■ **Problem requirements**: Of all the lines in this material, how many have the word "support"? Give only the number.
────
PR #4561, opened 2020-05-21
ENH: HTTP for ORA special remote

### LINKED ISSUE #4410: ORA remote over HTTP
In https://github.com/datalad/datalad/pull/4203/commits/e5cba2b8a797e31e3591006f611c945cc075aba6 I started implementing a feature for `clone`, that would try to reconfigure an ORA remote with the `ria+` URL we cloned from if autoenabling failed for the URL stored with the special remote. For proof-of-concept I started with HTTP to see that and how we would retrieve the required info from the store. (Commit will be amended soon with the real thing ;-) )

However, while I'm doing the actual implementation and proper test for SSH and FILE URLs, HTTP actually is a special case. A special remote is a local thing, while access to an archive at the remote end over HTTP would require something to run at the store's end for extraction and delivery. ORA special remote would only work over HTTP if it is not using an archive. However, just enabling the git remote is an alternative for consumption only as the structure of annex/objects depends on RIA layout
version. There's currently dirhashmixed and dirhashlower while the repo itself is a bare repo. It can deliver both kinds of annex keys (simultaneously), but it would write dirhashlower regardless of any ria-layout-version.
So, currently we can't enable anything really, since no HTTP is implemented in ORA remote yet and we risk messing up the layout via pushes by enabling the git remote (given annex can write to it at all, of course). We could of course double-check ria-layout-version the same way we do check config and enable git remote whenever layout indicates that we are using dirhashlower, but that's half a solution only.

Conclusion: We probably need a proper HTTP implementation in ORA remote. Meanwhile we can try to just enable the git remote if autoenable failed and we cloned via HTTP in order to retrieve keys not "hidden" in an archive. (How do we double check, that we can't write?) Agree, @mih?
Question remains, whether we want some server command to be ran on the store's end for archive access over HTTP.

bpoldrack:
Implements HTTP support for the ORA special remote (read-only for now).

Closes #4410

In opposition to local and SSH, everything is supposed to happen server-side. ORA sends a request to e location of a key. This location is based on resolved RIA URL to the dataset and assumes dirhashmixed with its `annex/objects` tree. Remapping based on a different layout and archive access needs to be done by the server (That is what PR #4572 is for).

### DIFF
--- a/datalad/core/distributed/clone.py
+++ b/datalad/core/distributed/clone.py
@@ -11,6 +11,7 @@
 
 import logging
 import re
+import requests
 from os.path import expanduser
 from collections import OrderedDict
 from urllib.parse import unquote as urlunquote
@@ -612,23 +613,15 @@ def postclonecfg_ria(ds, props):
         scheme = props['giturl'].split(':', 1)[0]
         if scheme == 'http':
 
-            # Note: Following outcommented code was proof how to check via HTTP.
-            #       However, for now we only want to annexenable origin in case
-            #       of HTTP, not the special remote. Hence it's uuid isn't
-            #       actually required. (see gh-4410)
-
-            # import requests
-            # try:
-            #     response = requests.get("{}{}config".format(
-            #         props['giturl'],
-            #         '/' if not props['giturl'].endswith('/') else '')
-            #     )
-            #     config_content = response.text
-            # except requests.RequestException as e:
-            #     lgr.debug("Failed to get config file from source:\n%s",
-            #               exc_str(e))
-
-            lgr.debug("No ORA reconfiguration for HTTP implemented yet")
+            try:
+                response = requests.get("{}{}config".format(
+                    props['giturl'],
+                    '/' if not props['giturl'].endswith('/') else '')
+                )
+                config_content = response.text
+            except requests.RequestException as e:
+                lgr.debug("Failed to get config file from source:\n%s",
+                          exc_str(e))
 
         elif scheme == 'ssh':
             # TODO: switch the following to proper command abstraction:
@@ -653,12 +646,16 @@ def postclonecfg_ria(ds, props):
                 lgr.debug("Failed to get config file from source: %s",
                           exc_str(e))
         else:
-            lgr.debug("Unknown URL-Scheme in %s. Can currently handle SSH or "
+            lgr.debug("Unknown URL-Scheme in %s. Can handle SSH, HTTP or "
                       "FILE scheme URLs.", props['source'])
 
         # 3. And read it
         org_uuid = None
         if config_content:
+            # TODO: We might be able to spare the saving to a file.
+            #       "git config -f -" is not explicitly documented but happens
+            #       to work and would read from stdin. Make sure we know this
+            #       works for required git versions and on all platforms.
             with make_tempfile(content=config_content) as cfg_file:
                 runner = WitlessRunner(env=GitRunner.get_git_environ_adjusted())
                 try:
@@ -689,7 +686,7 @@ def postclonecfg_ria(ds, props):
                 try:
                     repo.enable_remote(srs[org_uuid]['name'],
                                        options=['url={}'.format(new_url)]
-                                      )
+                                       )
                     lgr.info("Reconfigured %s for %s",
                              srs[org_uuid]['name'], new_url)
                     # update ora_remotes for considering publication dependency
--- a/datalad/distributed/ora_remote.py
+++ b/datalad/distributed/ora_remote.py
@@ -4,7 +4,9 @@ from annexremote import ProtocolError
 
 from pathlib import (
     Path,
+    PurePosixPath
 )
+import requests
 import shutil
 from shlex import quote as sh_quote
 import subprocess
@@ -372,7 +374,8 @@ class SSHRemoteIO(IOBase):
 
     def get(self, src, dst, progress_cb):
 
-        # Note, that as we are in blocking mode, we can't easily fail on the actual get (that is 'cat').
+        # Note, that as we are in blocking mode, we can't easily fail on the
+        # actual get (that is 'cat').
         # Therefore check beforehand.
         if not self.exists(src):
             raise RIARemoteError("annex object {src} does not exist.".format(src=src))
@@ -509,6 +512,52 @@ class SSHRemoteIO(IOBase):
             self._run(cmd, check=True)
         except RemoteCommandFailedError:
             raise RIARemoteError("Could not write to {}".format(str(file_path)))
+
+
+class HTTPRemoteIO(object):
+    # !!!!
+    # This is not actually an IO class like SSHRemoteIO and LocalIO and needs
+    # respective RF'ing of special remote implementation eventually.
+    # We want ORA over HTTP, but with a server side CGI to talk to in order to
+    # reduce the number of requests. Implementing this as such an IO class would
+    # mean to have separate requests for all server side executions, which is
+    # what we do not want. As a consequence RIARemote class implementation needs
+    # to treat HTTP as a special case until refactoring to a design that fits
+    # both approaches.
+
+    # NOTE: For now read-only. Not sure yet whether an IO class is the right
+    # approach.
+
+    def __init__(self, ria_url, id):
+        assert ria_url.startswith("ria+http")
+        self.base_url = ria_url[4:]
+        if self.base_url[-1] == '/':
+            self.base_url = self.base_url[:-1]
+
+        self.base_url += "/" + id[:3] + '/' + id[3:]
+
+    def checkpresent(self, key_path):
+        # Note, that we need the path with hash dirs, since we don't have access
+        # to annexremote.dirhash from within IO classes
+
+        url = self.base_url + "/annex/objects/" + str(key_path)
+        response = requests.head(url)
+        return response.status_code == 200
+
+    def get(self, key_path, filename, progress_cb):
+        # Note, that we need the path with hash dirs, since we don't have access
+        # to annexremote.dirhash from within IO classes
+
+        url = self.base_url + "/annex/objects/" + str(key_path)
+        response = requests.get(url, stream=True)
+
+        with open(filename, 'wb') as dst_file:
+            bytes_received = 0
+            for chunk in response.iter_content(chunk_size=1024,
+                                               decode_unicode=False):
+                dst_file.write(chunk)
+                bytes_received += len(chunk)
+                progress_cb(bytes_received)
 
 
 def handle_errors(func):
@@ -831,7 +880,9 @@ class RIARemote(SpecialRemote):
             if not self.archive_id:
                 # fall back on the UUID for the annex remote
                 self.archive_id = self.annex.getuuid()
-        self.get_store()
+
+        if not self.ria_store_url.startswith("ria+http"):
+            self.get_store()
 
         self.annex.setconfig('archive-id', self.archive_id)
         # make sure, we store the potentially rewritten URL
@@ -839,7 +890,7 @@ class RIARemote(SpecialRemote):
 
     def _local_io(self):
         """Are we doing local operations?"""
-        # let's not make this decision dependent on the existance
+        # let's not make this decision dependent on the existence
         # of a directory the matches the name of the configured
         # store tree base dir. Such a match could be pure
         # coincidence. Instead, let's do remote whenever there
@@ -874,12 +925,16 @@ class RIARemote(SpecialRemote):
             raise RIARemoteError("Remote is treated as read-only. "
                                  "Set 'ora-remote.<name>.force-write=true' to "
                                  "overrule this.")
+        if isinstance(self.io, HTTPRemoteIO):
+            raise RIARemoteError("Write access via HTTP not implemented")
 
     @property
     def io(self):
         if not self._io:
             if self._local_io():
                 self._io = LocalIO()
+            elif self.ria_store_url.startswith("ria+http"):
+                self._io = HTTPRemoteIO(self.ria_store_url, self.archive_id)
             elif self.storage_host:
                 self._io = SSHRemoteIO(self.storage_host)
                 from atexit import register
@@ -896,7 +951,9 @@ class RIARemote(SpecialRemote):
         gitdir = self.annex.getgitdir()
         self.uuid = self.annex.getuuid()
         self._verify_config(gitdir)
-        self.get_store()
+
+        if not isinstance(self.io, HTTPRemoteIO):
+            self.get_store()
 
         # report active special remote configuration
         self.info = {
@@ -942,6 +999,13 @@ class RIARemote(SpecialRemote):
 
     @handle_errors
     def transfer_retrieve(self, key, filename):
+
+        if isinstance(self.io, HTTPRemoteIO):
+            self.io.get(PurePosixPath(self.annex.dirhash(key)) / key / key,
+                        filename,
+                        self.annex.progress)
+            return
+
         dsobj_dir, archive_path, key_path = self._get_obj_location(key)
         abs_key_path = dsobj_dir / key_path
         # sadly we have no idea what type of source gave checkpresent->true
@@ -959,6 +1023,11 @@ class RIARemote(SpecialRemote):
 
     @handle_errors
     def checkpresent(self, key):
+
+        if isinstance(self.io, HTTPRemoteIO):
+            return self.io.checkpresent(
+                PurePosixPath(self.annex.dirhash(key)) / key / key)
+
         dsobj_dir, archive_path, key_path = self._get_obj_location(key)
         abs_key_path = dsobj_dir / key_path
         if self.io.exists(abs_key_path):
@@ -999,6 +1068,13 @@ class RIARemote(SpecialRemote):
 
     @handle_errors
     def whereis(self, key):
+
+        if isinstance(self.io, HTTPRemoteIO):
+            # display the URL for a request
+            # TODO: method of HTTPRemoteIO
+            return self.ria_store_url[4:] + "/annex/objects" + \
+                   self.annex.dirhash(key) + "/" + key + "/" + key
+
         dsobj_dir, archive_path, key_path = self._get_obj_location(key)
         return str(key_path) if self._local_io() \
             else '{}: {}:{}'.format(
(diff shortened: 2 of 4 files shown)


datalad/distributed/ora_remote.py
```diff
@@ -510,6 +513,52 @@ def write_file(self, file_path, content, mode='w'):
...
+    def get(self, key_path, filename, progress_cb):
+        # Note, that we need the path with hash dirs, since we don't have access
+        # to annexremote.dirhash from within IO classes
+
+        url = self.base_url + "/annex/objects/" + str(key_path)
+        response = requests.get(url, stream=True)
+
+        with open(filename, 'wb') as dst_file:
+            bytes_received = 0
+            for chunk in response.iter_content(chunk_size=1024,
```
mih, line 555: How is this `chunk_size` value determined?

mih:
I did a few tests on a medium-complexity dataset (~40k files, ~20GB, so loads of small files). Somewhat beefy server that exhibited little CPU load.
Reconfiguration of the source datasets special remote setup worked for all protocols:

### RIA store, apache server, and clone target were all on the same machine. `get(jobs=1)` :

#### ria+http (no CGI deployed)
- Progress bar reported: ~20MB/s
- `datalad get .  267.26s user 79.93s system 34% cpu 16:39.66 total`

#### ria+ssh
- Progress bar reported: ~80MB/s
- `datalad get .  213.99s user 61.64s system 83% cpu 5:32.08 total`

#### ria+file
- Progress bar reported: ~80MB/s
- `datalad get .  215.33s user 62.15s system 80% cpu 5:45.12 total`

datalad/distributed/ora_remote.py
bpoldrack: Not at all. And the same is true for SSH. Wonder how to determine what's a reasonable size. And I guess we should make it configurable.

mih: Reading 1kb at a time seems very little. It wouldn't even fill up a single block on the file system.

mih:
@bpoldrack would it make sense to split this PR into its logical pieces. It seems that if the client-side should be able to operate without the CGI script, the CGI script could be developed and evaluated separately.

datalad/distributed/ora_remote.py
bpoldrack: Absolutely agree. Any suggestion as to how to determine the size?

mih: ATM none other than to try a few and measure the impact, if there is any.

bpoldrack:
> @bpoldrack would it make sense to split this PR into its logical pieces. It seems that if the client-side should be able to operate without the CGI script, the CGI script could be developed and evaluated separately.

Yes. Special remote and clone adaption for auto-reconfigure can be separated from CGI, if we want to stick to "the client-side should be able to operate without the CGI script".

mih:
I think it makes sense to keep this flexibility. It simplifies deployment requirements quite a bit.

bpoldrack:
>  I think it makes sense to keep this flexibility. It simplifies deployment requirements quite a bit.

I do see the point. It allows for easy deployment in some cases. Complicates matters server-side with respect to performance for archive access and range access to big files, though. Solvable, but a bit trickier. The latter may not matter much yet, the former is more likely to (and ultimately running into the same problem, I think). Via SSH we extract from archive and stream the output to the client while extracting. We can't do that with a single GET request, I think. (I might miss something, though - happy to be corrected).

Just want to make sure, we are aware of what we are running into with this.

mih:
Isn't this solely in the domain of the webserver? The CGI script just writes the data to stdout. How much and how exactly the server reads it and how it sends it out isn't up to the CGI script. Am I wrong?

mih:
@bpoldrack Can you share the apache config you are using to ease my testing efforts? Thx!

bpoldrack:
> @bpoldrack Can you share the apache config you are using to ease my testing efforts? Thx!

```
❱ cat /etc/apache2/conf-available/ora-cgi.conf 
<IfModule mod_alias.c>
    <IfModule mod_cgi.c>
        Define ENABLE_USR_LIB_CGI_BIN
    </IfModule>

    <IfModule mod_cgid.c>
        Define ENABLE_USR_LIB_CGI_BIN
    </IfModule>

    <IfDefine ENABLE_USR_LIB_CGI_BIN>
        SetEnv GIT_PROJECT_ROOT /var/www/html
        SetEnv GIT_HTTP_EXPORT_ALL
        ScriptAliasMatch "(?x)^/(.*/(HEAD | \
            info/refs | \
            objects/(info/[^/]+ | \
                [0-9a-f]{2}/[0-9a-f]{38} | \
                pack/pack-[0-9a-f]{40}\.(pack|idx)) | \
                git-(upload|receive)-pack))$" /usr/lib/git-core/git-http-backend/$1

        ScriptAliasMatch "^(.*)/annex/objects/(.*)" "/usr/lib/cgi-bin/ora_cgi.py"

        <Directory "/usr/lib/git-core">
            Options +ExecCgi -MultiViews +SymLinksIfOwnerMatch
            AllowOverride none
            Order allow,deny
            Allow from all
            Require all granted
        </Directory>
    </IfDefine>
</IfModule>
```

bpoldrack:
> How much and how exactly the server reads it and how it sends it out isn't up to the CGI script. Am I wrong?

I think you are. As far as I'm aware the server is supposed to wait for CGI to finish. Which makes sense, since if it returns non-zero, the server would need to repond with 500 status. Therefore status can't be determined beforehand but it's a *header* field ...

bpoldrack:
For ranged access of non-archived files, it would be nice to just let the webserver do it's thing instead and just redirect to a URI, the server would serve w/o the CGI. But this doesn't easily work either, since with the requests we use, the "natural" URI for this might be the exact same request that triggered the CGI in the first place.

datalad/distributed/ora_remote.py
bpoldrack: Just tried to use `os.stat('.').st_blksize` to set the buffer to "preferred block size". 
Saw ~40MB/s w/o that change and ~140MB/s w/ that change. So - plausible and worthy starting point.

bpoldrack: Suspected potential there (and for SSH at the respective point), but a bit surprised by the effect size ...

mih:
> > How much and how exactly the server reads it and how it sends it out isn't up to the CGI script. Am I wrong?
> 
> I think you are. As far as I'm aware the server is supposed to wait for CGI to finish. Which makes sense, since if it returns non-zero, the server would need to repond with 500 status. Therefore status can't be determined beforehand but it's a _header_ field ...

I somewhat doubt that. It would mean that the largest response can never be more than what RAM is available. Many IP cams have CGI interfaces to stream live video. There is no way that they kick off a new process for every couple of frames.

datalad/distributed/ora_remote.py
bpoldrack: For me that size is 4KB. If I go to 16KB I got another factor 2. Suggests, that the effect actually has little to do with block size (which is kind of a relief, since my estimation, that it shouldn't do much for *that* reason wasn't that stupid after all ;-) ).

bpoldrack: Increasing further keeps getting faster, although the gain per additional buffer size slows down. Difference between 64KB and 80KB seems marginal. With 64KB I'm down to 4.9s for downloading 1.8GB in 32 files from local Apache, while it's been ~66s with current 1KB. (That's `datalad get` not `git-annex-get`)

bpoldrack: So, I'd suggest to make that a config (same for HTTP and SSH or separate?), defaulting to 64KB for now. With that config we can then have easy benchmarks for our setups, giving us a better idea. Agree @mih?

mih: My remark re blocksize wasn't meant to imply causation, just to say that it is very little. Making it configurable sound sensible. Providing protocol-specific tuning seems like overkill at this point.

mih: It seems rather than playing with the chunk size, we can leave it to the professionals: https://stackoverflow.com/a/39217788/1194609

mih:
Can you swap out your CGI script, but use the same setup, and use a script that keep spitting out random numbers and never exists. If you point curl to this script, would it ever download anything?

datalad/distributed/ora_remote.py
bpoldrack: Tried that. In my local setup that is still 10% slower + leaves us with no progress reporting.

bpoldrack:
> Can you swap out your CGI script, but use the same setup, and use a script that keep spitting out random numbers and never exists. If you point curl to this script, would it ever download anything?

It does indeed spit out the CGI's output forever (as does wget). So, you're right in general. Although looking at that with wireshark, there seems to simply be no HTTP response at all (in that sense, I'm right too). It's all TCP only. 

So, still not entirely clear to me how exactly to use that correctly - need to play a bit more. However, that seems to provide the answer I couldn't see. Hence, the GET request is fine as is and that's the important part. Thx!

bpoldrack:
> ria+http (no CGI deployed)
Reconfiguration of special remote failed.

@mih: Is that still failed as "clone didn't do it automatically" or did you try to manually run `git annex enableremote SPECIALREMOTENAME url=ria+http://whereever/that/is` and *that* failed?

mih:
I did not attempt a manual reconfigure yet

bpoldrack:
>  So, still not entirely clear to me how exactly to use that correctly - need to play a bit more.

Did that. Easy. Interesting. I thought that kind of thing would involve either a bunch of requests or a protocol switch. Past time to learn about it ;-)
Will separate out CGI in its own PR and implement streaming for archive access.

mih:
> > ria+http (no CGI deployed)
> > Reconfiguration of special remote failed.
> 
> @mih: Is that still failed as in "clone didn't do it automatically" or did you try to manually run `git annex enableremote SPECIALREMOTENAME url=ria+http://whereever/that/is` and _that_ failed?

I now attempted to manually enable the remote:

```
(datalad) mih@data1 ~/super/ADNI_complete (git)-[master] % git annex enableremote inm7-storage url=ria+http://cat_12.5.ds.inm7.de 
enableremote inm7-storage 
git-annex: Non-absolute object tree base path configuration: .
failed
git-annex: enableremote: 1 failed
(datalad) 1 mih@data1 ~/super/ADNI_complete (git)-[master] % git annex enableremote inm7-storage url=ria+http://cat_12.5.ds.inm7.de/
enableremote inm7-storage ok
(recording state in git...)
```

It seems to require a trailing slash. It think that shouldn't be necessary.

I will update the report in https://github.com/datalad/datalad/pull/4561#issuecomment-633030137

datalad/distributed/ora_remote.py
```diff
@@ -267,6 +269,8 @@ def __init__(self, host):
                 break
         # TODO: Same for stderr?
 
+        self.buffer_size = buffer_size if buffer_size else 65536
```
mih, line 272: 64k constant is defined twice in this file. Would make sense to use a single symbol.

mih:
https://github.com/datalad/datalad/pull/4561/commits/701b50b645e5a6508e1aa9364a9f92ca69edf1e9 breaks clone:

```
(datalad) mih@data1 ~/super (git)-[master] % dl get -n ADNI_complete
[INFO   ] Configured RIA store not found at ria+file:///ds/cat_12.5/srv                      
[ERROR  ] __init__() missing 1 required positional argument: 'buffer_size' [clone.py:postclonecfg_ria:639] (TypeError) 
```

bpoldrack:
> It seems to require a trailing slash. It think that shouldn't be necessary.

Agree.  Will fix.
In case I'm not the only one who missed that so far, here is the issue (otherwise at least the message would have made more sense):
```
In [2]: Path()                                                                                                                         
Out[2]: PosixPath('.')
```

bpoldrack:
"required buffer_size" and "trailing slash" fixed.

bpoldrack:
Test Failures: There appears to be an issue with recent `annexremote`. Investigating.

mih:
> "required buffer_size" and "trailing slash" fixed.

Works now. Thx! Updated the stats above. HTTP still slowest across the board. SSH became faster with the buffer change.

mih:
Tried to see if we would gain anything by computing the dirhash in Python, instead of asking git-annex. Here is the hack -- but it isn't worth it.

```diff
diff --git a/datalad/distributed/ora_remote.py b/datalad/distributed/ora_remote.py
index 182eefd12..ad264c192 100644
--- a/datalad/distributed/ora_remote.py
+++ b/datalad/distributed/ora_remote.py
@@ -1,5 +1,8 @@
 from annexremote import SpecialRemote
 from annexremote import RemoteError
+import hashlib
+import struct
+import os.path as op
 
 from pathlib import (
     Path,
@@ -1013,7 +1016,16 @@ class RIARemote(SpecialRemote):
     def transfer_retrieve(self, key, filename):
 
         if isinstance(self.io, HTTPRemoteIO):
-            self.io.get(PurePosixPath(self.annex.dirhash(key)) / key / key,
+            hasher = hashlib.md5()
+            hasher.update(key.encode())
+            digest = hasher.digest()
+            first_word = struct.unpack('<I', digest[:4])[0]
+            nums = [
+                "0123456789zqjxkmvwgpfZQJXKMVWGPF"[first_word >> (6 * x) & 31]
+                for x in range(4)
+            ]
+            dirhash = "%s%s/%s%s" % (nums[1], nums[0], nums[3], nums[2])
+            self.io.get(op.join(dirhash, key, key),
                         filename,
                         self.annex.progress)
             return
```

bpoldrack:
@mih
> HTTP still slowest across the board. SSH became faster with the buffer change.

Considering your test dataset, that seems to be a per file overhead rather than an actual bandwith issue. Buffer change should only effect actual data transmission. With local webserver I saw a within-file bandwith reporting rising from 40MB/s to 600+MB/s with that change.
However, I don't currently see what we can do about per file overhead in HTTP client side. The overhead from ORA itself is actually much less than with the two other protocols.

bpoldrack:
> Tried to see if we would gain anything by computing the dirhash in Python, instead of asking git-annex. Here is the hack -- but it isn't worth it.

Yes, tried that in context of #4563, too and came to the same conclusion.

bpoldrack:
There currently is one Travis job failing:
https://travis-ci.org/github/datalad/datalad/jobs/691679185#L6221
While the failing test is part of this PR, the actual failure is about `download_url`. @kyleam, does this ring a bell?
```
datalad.support.exceptions.IncompleteResultsError: Command did not complete successfully [{'action': 'download_url', 'path': '/tmp/datalad_temp__test_binary_databm838ddi/dicomfile', 'message': "'QuietConsoleLog' object has no attribute 'yesno' [__init__.py:__getattribute__:101]", 'type': 'file', 'status': 'error'}]
```

bpoldrack:
Apart from that failure in the above post, I think this is ready. The performance issues, @mih reported, appear to be server-side. See https://github.com/datalad/datalad/issues/4579 for an analysis. This needs to be solved in PR #4572 and does not affect the special remote implementation. Except someone shows me wrong in #4579, of course.

kyleam:
> While the failing test is part of ~this PR~ the special remote tests, the actual failure is about `download_url`. @kyleam, does this ring a bell?

No, I don't recall seeing that `test_ria_basics.test_binary_data` failure.  I couldn't trigger the failure locally with either the latest git-annex or one built from the version in neurodebian, using the environment variables set up in that run.  I'd guess it's just transient, though maybe we should apply changes like 5ba071303 more widely to get better information here.

bpoldrack:
> I'd guess it's just transient, ...

Restarted and it passed this time. So, yeah ...

> though maybe we should apply changes like 5ba0713 more widely to get better information here

That would certainly be useful. Thanks for pointing to that commit!

mih:
FTR: Cummulativ impact of a fixes, server-side and in this code yield:

### ria+http (no CGI deployed)
`datalad get .  363.65s user 94.57s system 85% cpu 8:56.79 total`

up from

`datalad get . 404.39s user 100.34s system 49% cpu 16:56.93 total`

datalad/core/distributed/clone.py
```diff
@@ -653,12 +646,16 @@ def postclonecfg_ria(ds, props):
...
+            lgr.debug("Unknown URL-Scheme in %s. Can handle SSH, HTTP or "
                       "FILE scheme URLs.", props['source'])
 
         # 3. And read it
         org_uuid = None
         if config_content:
+            # TODO: We might be able to spare the saving to a file.
+            #       "git config -f -" is not explicitly documented but happens
+            #       to work and would read from stdin. Make sure we know this
+            #       works for required git versions and on all platforms.
```
kyleam, line 658: FWIW the stdin behavior is explicitly checked in Git's tests and has been around since v2.0.0, specifically 3caec73b55 (config: teach "git config --file -" to read from the standard input, 2014-02-19).

datalad/distributed/tests/test_ora_http.py
```diff
@@ -0,0 +1,134 @@
...
+               for uuid, cfg in ds.repo.get_special_remotes().items()]
+              )
+    assert_repo_status(ds.path)
+    # git-annex:remote.log should have:
+    #   - url
+    #   - common_init_opts
+    #   - archive_id (which equals ds id)
+    remote_log = ds.repo.call_git(['cat-file', 'blob', 'git-annex:remote.log'])
+    assert_in("url={}".format(url), remote_log)
+    [assert_in(c, remote_log) for c in common_init_opts]
```
kyleam, line 74: Not a proper review, but I read through and didn't spot any obvious issues.

This line, though... what is this world coming to? :)

bpoldrack: With this line the world is coming to ... comprehension?

bpoldrack: Unlikely, that this would go wrong for just a single config option while not actually failing during initremote. Which is why I don't believe it makes a difference. But if I can make you happy by a proper loop, I will! :)

kyleam: yeah, I guess "comprehension" must be among valid answers to that question :)

[ Hitting the resolve button just to make it clear that I wasn't requesting a change here. ]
────
■ **Task answer**: 2